The U.S. Environmental Protection Agency (USEPA) took the unusual step of allowing a new COVID-19 disinfectant to bypass the normal review and registration process under an emergency exemption issued August 24. The onset of the COVID-19 pandemic has caused businesses to re-evaluate many of their needs and operational capacities, particularly in relation to the disinfection of commonly touched surfaces. While increased cleaning and hand washing provide some benefits, the limitations of these conventional methods becomes particularly pronounced in heavily trafficked areas and places where frequent touching are operational necessities, such as mass transit systems or large public indoor spaces like airports or entertainment venues. Last week, one of the first products that attempts to address these problems through longer-term surface disinfection received a limited use approval, potentially expanding the available arsenal to assist in reducing the risks associated with surface spread.
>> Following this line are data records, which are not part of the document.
PR #2772, opened 2026-04-17
Fix: evaluate returns empty object when function throws (#2613)

### LINKED ISSUE #2613: evaluate returns empty object when function throws
**Describe the bug**

```js
const x = await evaluate(() => {
  return document.querySelector('.doesNotExist').textContent
})
```

When no element with class `doesNotExist` exists `x` will have value `{}`. I think this is because it's a json-ified error. 

**To Reproduce**

```js
const { openBrowser, evaluate, goto } = require('taiko');
openBrowser();
goto('https://example.com')
const x = await evaluate(() => {
  return document.querySelector('.doesNotExist').textContent
})
console.log(x);
```

**Expected behavior**

`evaluate` should throw when the client function throws. It might require wrapping the function and returning an either type which includes the message and the stack of the error.

NajoroRabiaza:
Description
This PR fixes the issue where evaluate swallows exceptions thrown inside the browser context and returns an empty object.

Changes:

Checked for result.exceptionDetails in CDP response inside doActionAwaitingNavigation.
If an exception occurred, throw a standard Error in the Node context with the browser's serialized error message.
Also added a unit test to prevent future regressions.

Fixes #2613

### DIFF
--- a/packages/taiko/lib/taiko.js
+++ b/packages/taiko/lib/taiko.js
@@ -2367,6 +2367,15 @@ module.exports.evaluate = async (selector, callback, options = {}) => {
     });
   });
 
+  if (result && result.exceptionDetails) {
+    const exceptionDetails = result.exceptionDetails;
+    const errorMessage =
+      exceptionDetails.exception && exceptionDetails.exception.description
+        ? exceptionDetails.exception.description
+        : exceptionDetails.text || "Error in evaluate callback";
+    throw new Error(errorMessage);
+  }
+
   if (!_options.silent) {
     descEvent.emit("success", "Evaluated given script");
   }
--- a/packages/taiko/lib/taiko.js
+++ b/packages/taiko/lib/taiko.js
@@ -2370,9 +2370,9 @@ module.exports.evaluate = async (selector, callback, options = {}) => {
   if (result && result.exceptionDetails) {
     const exceptionDetails = result.exceptionDetails;
     const errorMessage =
-      exceptionDetails.exception && exceptionDetails.exception.description
-        ? exceptionDetails.exception.description
-        : exceptionDetails.text || "Error in evaluate callback";
+      exceptionDetails.exception?.description ??
+      exceptionDetails.text ??
+      "Error in evaluate callback";
     throw new Error(errorMessage);
   }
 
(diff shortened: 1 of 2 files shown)


packages/taiko/lib/taiko.js
```diff
@@ -2367,6 +2367,15 @@ module.exports.evaluate = async (selector, callback, options = {}) => {
     });
   });
 
+  if (result && result.exceptionDetails) {
+    const exceptionDetails = result.exceptionDetails;
+    const errorMessage =
+      exceptionDetails.exception && exceptionDetails.exception.description
+        ? exceptionDetails.exception.description
+        : exceptionDetails.text || "Error in evaluate callback";
```
zabil: Can we change this to
```
 const errorMessage =
   exceptionDetails.exception?.description ??
   exceptionDetails.text ??
   "Error in evaluate callback";
```

tests/unit-tests/evaluate.test.js
```diff
@@ -103,6 +103,19 @@ describe(testName, () => {
       expect(actual).to.equal(testName);
     });
 
+    it("should throw when the callback throws an error", async () => {
```
zabil, line 106: Have you tried 

```
 it("should throw when the callback throws an error", async () => {
   await expect(
     evaluate(() => document.querySelector(".doesNotExist").textContent)
   ).to.be.rejectedWith(Error, /TypeError/);
 });
```

zabil (changes requested):

packages/taiko/lib/taiko.js
NajoroRabiaza: Yes, that's updated

tests/unit-tests/evaluate.test.js
NajoroRabiaza: Yeah tried it, Didn't think of rejectedWith, cleaner indeed. Updated!

zabil:
@NajoroRabiaza can you please sign the dco? https://github.com/getgauge/taiko/pull/2772/checks?check_run_id=71931483978

NivedhaSenthil (approved):

zabil (approved):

On August 24, EPA’s Pesticide Program issued an “Emergency Exemption” under Section 18 of the Federal Insecticide, Fungicide and Rodenticide Act (FIFRA) to the state of Texas to permit the use of a chemical disinfectant product that claims to effectively kill viruses on surfaces for up to seven days after application (including the virus causing COVID-19: SARS-CoV-2). The product, manufactured by Allied BioScience, utilizes a silane quaternary ammonium salt-based antimicrobial agent that has previously been approved as a static antibacterial and fungicidal product for long term protection against odor and stain causing microbes, as well as for commercial applications for material preservation. This, however, marks the first approval for antiviral applications. In addition, despite the approval of these products and USEPA’s emergency exemption, environmental groups have raised some concerns about the potential human health impacts for sensitive individuals caused by the broader use of these commercial-grade products in high touch areas.
Under FIFRA, all virucidal pesticide products must be registered and must have demonstrated to USEPA’s satisfaction that they are able to control the target pest and will not cause unreasonable adverse effects to human health or the environment when properly used. FIFRA has very limited exceptions to the requirement of registration before public health disinfectants (or pesticide products generally) can be lawfully marketed. Section 18 allows USEPA to exempt state agencies from these requirements to address emergency conditions. Under this type of exemption, USEPA authorizes limited use of a specific pesticide product in a defined geographic area for a limited period of time. According to USEPA, no other applications for Section 18 emergency exemptions have been received in connection with the COVID-19 pandemic.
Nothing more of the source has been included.